Larry Reinhold - EVP & CFO
On the first part of your question, certainly we're not guiding beyond what we provided here. Certainly on a long-term outlook, we've talked in the past about a business that could be able to support 20% operating margins. And that is still an objective that we think that we expect that we get done with this chessboard of movement into low cost and automated manufacturing, that that's an achievable objective. The second part of your question, why don't I let Ed take that.
Ed Voboril - Chairman, President & CEO
In terms of the productivity on automation and so forth?
Alex Arrow - Analyst
The productivity, but also, yes; just the level of automation. Because that is a factor for, we believe, for your customers since they are so highly automated once they take your output and put it into their input.
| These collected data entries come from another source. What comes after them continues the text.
Issue #1004, opened 2023-04-24
[Feature] add listPartitions and dropPartitions in paimon Catalog


leaves12138:
### Search before asking

- [X] I searched in the [issues](https://github.com/apache/incubator-paimon/issues) and found nothing similar.

### Motivation

1、Paimon data lake support partition function but Catalog does not support partition actions

2、Flink Catalog has listPartitions function

### Solution

1、add listPartitions function in Catalog

2、add dropPartitions function in Catalog

### Anything else?

listPartition function could finish by Projections, pass the avro schema to the avro reader, get rid of redundant bytes decoding.

### Are you willing to submit a PR?

- [X] I'm willing to submit a PR!

zhuangchong:
Related issues: #747

SteNicholas:
@leaves12138, duplicated with #747. Closed.

PR #1122, opened 2023-05-10
[core] paimon Catalog listPartition support 

leaves12138:
### Purpose

paimon Catalog listPartition support (#1004)


paimon-core/src/main/java/org/apache/paimon/catalog/Catalog.java
```diff
@@ -187,6 +187,20 @@ default boolean caseSensitive() {
...
+     * List partitions by the given identifier
+     *
+     * <p>NOTE: cause paimon use dynamic partition all the time, Exists Partitions is not a table
+     * properties cached in memory, the method will cause io read every time it called.
+     *
+     * @param identifier path of the table
+     * @return a list of partitions of the specified table in identifier
+     * @throws TableNotExistException if the table does not exist
+     */
+    default List<Partition> listPartitions(Identifier identifier) throws TableNotExistException {
```
JingsongLi, line 200: Maybe we don't this method now, we can just expose `List<BinaryRow> TableScan.listPartitions`, the interface can `BinaryRow` here, because we just use `BinaryRow` in `TableWrite` too.

paimon-core/src/test/java/org/apache/paimon/catalog/FileSystemCatalogTest.java
```diff
@@ -1,47 +0,0 @@
...
-
-import org.junit.jupiter.api.BeforeEach;
-import org.junit.jupiter.api.Test;
-
-import java.util.List;
-
-import static org.assertj.core.api.Assertions.assertThat;
-
-/** Tests for {@link FileSystemCatalog}. */
-public class FileSystemCatalogTest extends CatalogTestBase {
```
JingsongLi, line 31: Why remove this?

paimon-core/src/main/java/org/apache/paimon/table/system/AuditLogTable.java
```diff
@@ -263,6 +274,11 @@ public Plan plan() {
             return streamScan.plan();
         }
 
+        @Override
+        public List<BinaryRow> partitions() {
```
JingsongLi, line 278: listPartitions?

paimon-core/src/test/java/org/apache/paimon/catalog/FileSystemCatalogTest.java
leaves12138: I moved it to Table Test. Cause we don't need the interface here, so "CatalogTest" seems not suitable. Something like TablePartitionTest seems more reasonable.

leaves12138: https://github.com/apache/incubator-paimon/pull/1122/files#diff-6a15f320a8c13b04de320f37b24def5c89ab55415d33777529b2e64a7ef368ce

JingsongLi (approved):
+1

PR #1124, opened 2023-05-10
[bug][core] Fix loser tree test

qidian99:
### Purpose
Fixed loser tree test case is not actually doing validation.
Fixed duplicate keys in readeres will cause misordering in loser tree.
### Tests
LoserTreeTest

### API and Format

No.

### Documentation

No.


qidian99:
Looks like it's already been fixed in #1116 . Will close this pr.

PR #1149, opened 2023-05-12
[core] support kryo serialization

YannByron:
### Purpose

to fix https://github.com/apache/incubator-paimon/issues/635


JingsongLi (commented):
Thanks @YannByron for the contribution, can you add test for this?

JingsongLi (approved):
+1

PR #1150, opened 2023-05-13
[doc][maintenance] - Updated use case bullet point

mans2singh:
[core]

### Purpose

[Updated use case section of maintenance](https://paimon.apache.org/docs/master/maintenance/rescale-bucket/#use-case)

### Tests

None

### API and Format

No

### Documentation

[maintenance](https://paimon.apache.org/docs/master/maintenance/rescale-bucket/#use-case)


JingsongLi (approved):
Thanks @mans2singh LGTM

mans2singh:
Thanks @JingsongLi for your time.

PR #1153, opened 2023-05-15
[test] Add test for ADD/DROP/MODIFY columns for Flink 1.17

### LINKED ISSUE #1152: [Feature] Add unit test for ALTER TABLE in Flink 1.17
### Search before asking

### Motivation

1. I ran Flink 1.17 cluster and tested out Paimon catalog DDL scenarios, and add/drop column statements suceeded without exceptions
```sql
ALTER TABLE my_table ADD (
    ts AS TO_TIMESTAMP(log_ts) AFTER log_ts
);
```
 
image

2. I noticed that SchemaChangeITCase missed the altering columns case, so I tried to add corresponding test cases to SchemaChangeITCase, and got an exception:

image

3. I noticed that in Flink 1.15 and 1.16，SqlToOperationConverter::convertAlterTable does not support add/drop columns

Altering table add/drop columns is a new feature introduced in Flink 1.17. Therefore, it's better to add tests in paimon-flink-1.17

### Solution

Add the corresponding tests that cover add column, drop column and modify column.

### Anything else?

_No response_

qidian99:
### Purpose

This PR resolves #1152 

### Tests

SchemaChangeITCase under paimon-flink-1.17 

### API and Format

No

### Documentation

In a future issue.

### DIFF
--- a/paimon-flink/paimon-flink-common/src/test/java/org/apache/paimon/flink/SchemaChangeITCase.java
+++ b/paimon-flink/paimon-flink-common/src/test/java/org/apache/paimon/flink/SchemaChangeITCase.java
@@ -428,4 +428,65 @@ public class SchemaChangeITCase extends CatalogITCaseBase {
                 .isInstanceOf(UnsupportedOperationException.class)
                 .hasMessage("Change 'sequence.field' is not supported yet.");
     }
+
+    @Test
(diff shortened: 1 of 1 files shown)


JingsongLi (approved):
+1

Ed Voboril - Chairman, President & CEO
There's two things, Alex. First of all, of course, one of the big drivers on our facility program has been to consolidate and then to get some benefits from a productivity standpoint. But also, again, with the complexity of the manufacturing process in terms of yield and quality, we felt the investments in the new manufacturing technology would be very important to supporting those elements as well. So, it's kind of a combination of objectives that we're trying to achieve. And having walked through the facility yesterday morning, I would say we're very much on track in terms of where we think we wanted to be by year-end.
Alex Arrow - Analyst
Would it be fair to conclude, for those of us who are just trying to analyze this from the outside, that if we were to take that same walk that you just did through your QHR facility, that the degree of automation there is similar to the degree of automation in Guidant, Medtronic or St. Jude's own assembly?
Ed Voboril - Chairman, President & CEO
I don't think so. I haven't been through some of the facilities that you might have seen, but I would say it's probably not comparable to the level of automation.
Alex Arrow - Analyst
But it's a step up from what it used to be?
Ed Voboril - Chairman, President & CEO
Absolutely. A major step.
Operator
That does conclude today's question-and-answer session. I would like to turn the call back over to Tony Borowicz for closing remarks.
Tony Borowicz - Treasurer & Director, IR
Thanks. I would just like to remind everyone that both the audio portion of this call and the slide visuals will be archived on our Website at Greatbatch.com for the next 90 days. Thanks, everyone, for joining us today.
Operator
Thank you for your participation. That does conclude today's conference call.